Stored items:

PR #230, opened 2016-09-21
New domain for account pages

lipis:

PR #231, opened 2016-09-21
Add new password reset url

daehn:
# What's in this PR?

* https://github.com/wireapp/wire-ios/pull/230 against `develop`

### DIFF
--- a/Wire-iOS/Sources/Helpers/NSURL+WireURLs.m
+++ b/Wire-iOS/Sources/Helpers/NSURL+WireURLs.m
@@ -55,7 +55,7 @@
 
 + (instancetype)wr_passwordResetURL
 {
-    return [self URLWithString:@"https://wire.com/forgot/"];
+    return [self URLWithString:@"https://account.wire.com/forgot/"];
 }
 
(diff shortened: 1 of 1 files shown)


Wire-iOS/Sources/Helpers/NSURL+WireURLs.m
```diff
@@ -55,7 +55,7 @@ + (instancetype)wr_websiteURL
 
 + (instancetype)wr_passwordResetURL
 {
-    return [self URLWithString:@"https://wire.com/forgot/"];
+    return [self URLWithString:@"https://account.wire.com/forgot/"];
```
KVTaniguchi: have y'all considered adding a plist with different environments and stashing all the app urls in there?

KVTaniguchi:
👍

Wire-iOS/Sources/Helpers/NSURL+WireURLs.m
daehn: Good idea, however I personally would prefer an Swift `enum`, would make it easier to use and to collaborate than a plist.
* * *
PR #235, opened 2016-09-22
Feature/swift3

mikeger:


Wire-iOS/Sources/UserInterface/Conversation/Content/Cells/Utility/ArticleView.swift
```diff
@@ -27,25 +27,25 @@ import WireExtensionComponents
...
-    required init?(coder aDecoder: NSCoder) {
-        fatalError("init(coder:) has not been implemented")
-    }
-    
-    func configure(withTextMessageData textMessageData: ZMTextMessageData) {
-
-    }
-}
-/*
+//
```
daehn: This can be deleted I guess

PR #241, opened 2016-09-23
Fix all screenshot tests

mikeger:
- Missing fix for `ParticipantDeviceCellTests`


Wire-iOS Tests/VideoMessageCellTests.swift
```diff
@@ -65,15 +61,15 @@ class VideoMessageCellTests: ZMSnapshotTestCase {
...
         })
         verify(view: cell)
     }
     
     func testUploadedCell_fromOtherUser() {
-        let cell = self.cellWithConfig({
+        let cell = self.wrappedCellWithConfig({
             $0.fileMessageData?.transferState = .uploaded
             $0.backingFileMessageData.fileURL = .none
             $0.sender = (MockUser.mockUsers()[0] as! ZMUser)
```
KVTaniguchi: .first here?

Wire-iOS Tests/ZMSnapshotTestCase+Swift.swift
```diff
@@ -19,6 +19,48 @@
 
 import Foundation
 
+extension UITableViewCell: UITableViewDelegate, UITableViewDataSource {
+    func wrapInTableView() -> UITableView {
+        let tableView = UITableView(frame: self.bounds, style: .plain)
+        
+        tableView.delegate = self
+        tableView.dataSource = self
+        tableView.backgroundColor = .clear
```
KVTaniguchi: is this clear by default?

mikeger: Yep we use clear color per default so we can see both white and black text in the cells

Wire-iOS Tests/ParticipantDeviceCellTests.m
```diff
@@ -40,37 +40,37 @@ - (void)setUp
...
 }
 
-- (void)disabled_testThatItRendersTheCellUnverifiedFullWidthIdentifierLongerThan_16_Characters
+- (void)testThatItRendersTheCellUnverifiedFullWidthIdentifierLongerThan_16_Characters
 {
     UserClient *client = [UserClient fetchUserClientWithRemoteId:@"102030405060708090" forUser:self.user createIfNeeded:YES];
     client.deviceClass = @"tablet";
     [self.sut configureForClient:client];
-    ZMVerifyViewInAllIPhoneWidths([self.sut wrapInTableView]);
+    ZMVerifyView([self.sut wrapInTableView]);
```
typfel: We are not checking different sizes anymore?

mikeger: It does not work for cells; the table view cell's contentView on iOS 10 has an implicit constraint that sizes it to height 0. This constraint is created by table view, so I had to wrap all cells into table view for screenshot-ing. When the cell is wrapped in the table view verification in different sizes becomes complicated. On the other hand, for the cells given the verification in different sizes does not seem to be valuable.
* * *
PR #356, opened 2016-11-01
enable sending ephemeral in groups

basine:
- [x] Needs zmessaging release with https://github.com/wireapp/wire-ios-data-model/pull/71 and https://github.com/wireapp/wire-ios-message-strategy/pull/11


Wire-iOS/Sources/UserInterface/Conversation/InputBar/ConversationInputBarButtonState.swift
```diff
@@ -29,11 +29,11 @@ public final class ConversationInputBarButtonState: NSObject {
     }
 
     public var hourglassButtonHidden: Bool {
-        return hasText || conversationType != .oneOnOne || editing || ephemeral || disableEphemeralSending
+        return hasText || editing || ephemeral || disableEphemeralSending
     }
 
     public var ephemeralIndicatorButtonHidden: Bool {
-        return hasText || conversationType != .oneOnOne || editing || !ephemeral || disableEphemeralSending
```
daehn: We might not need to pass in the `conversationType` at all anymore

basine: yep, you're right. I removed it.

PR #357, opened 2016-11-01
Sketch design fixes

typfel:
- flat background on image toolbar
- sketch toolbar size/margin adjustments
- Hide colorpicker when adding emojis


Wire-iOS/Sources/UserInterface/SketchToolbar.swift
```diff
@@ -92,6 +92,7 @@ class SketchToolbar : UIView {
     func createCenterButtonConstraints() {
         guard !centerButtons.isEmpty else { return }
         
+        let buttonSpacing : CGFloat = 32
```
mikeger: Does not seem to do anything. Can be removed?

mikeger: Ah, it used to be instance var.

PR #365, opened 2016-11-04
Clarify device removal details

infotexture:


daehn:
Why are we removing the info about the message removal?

#### TASK PROMPT
Beginning at the line above that contains "PR #230, opened 2016-09-21", return each line exactly through the line that contains "daehn: Good idea, however", and no others.

#### REPLY TO THE EXERCISE
PR #230, opened 2016-09-21
New domain for account pages

lipis:

PR #231, opened 2016-09-21
Add new password reset url

daehn:
# What's in this PR?

* https://github.com/wireapp/wire-ios/pull/230 against `develop`

### DIFF
--- a/Wire-iOS/Sources/Helpers/NSURL+WireURLs.m
+++ b/Wire-iOS/Sources/Helpers/NSURL+WireURLs.m
@@ -55,7 +55,7 @@
 
 + (instancetype)wr_passwordResetURL
 {
-    return [self URLWithString:@"https://wire.com/forgot/"];
+    return [self URLWithString:@"https://account.wire.com/forgot/"];
 }
 
(diff shortened: 1 of 1 files shown)


Wire-iOS/Sources/Helpers/NSURL+WireURLs.m
```diff
@@ -55,7 +55,7 @@ + (instancetype)wr_websiteURL
 
 + (instancetype)wr_passwordResetURL
 {
-    return [self URLWithString:@"https://wire.com/forgot/"];
+    return [self URLWithString:@"https://account.wire.com/forgot/"];
```
KVTaniguchi: have y'all considered adding a plist with different environments and stashing all the app urls in there?

KVTaniguchi:
👍

Wire-iOS/Sources/Helpers/NSURL+WireURLs.m
daehn: Good idea, however I personally would prefer an Swift `enum`, would make it easier to use and to collaborate than a plist.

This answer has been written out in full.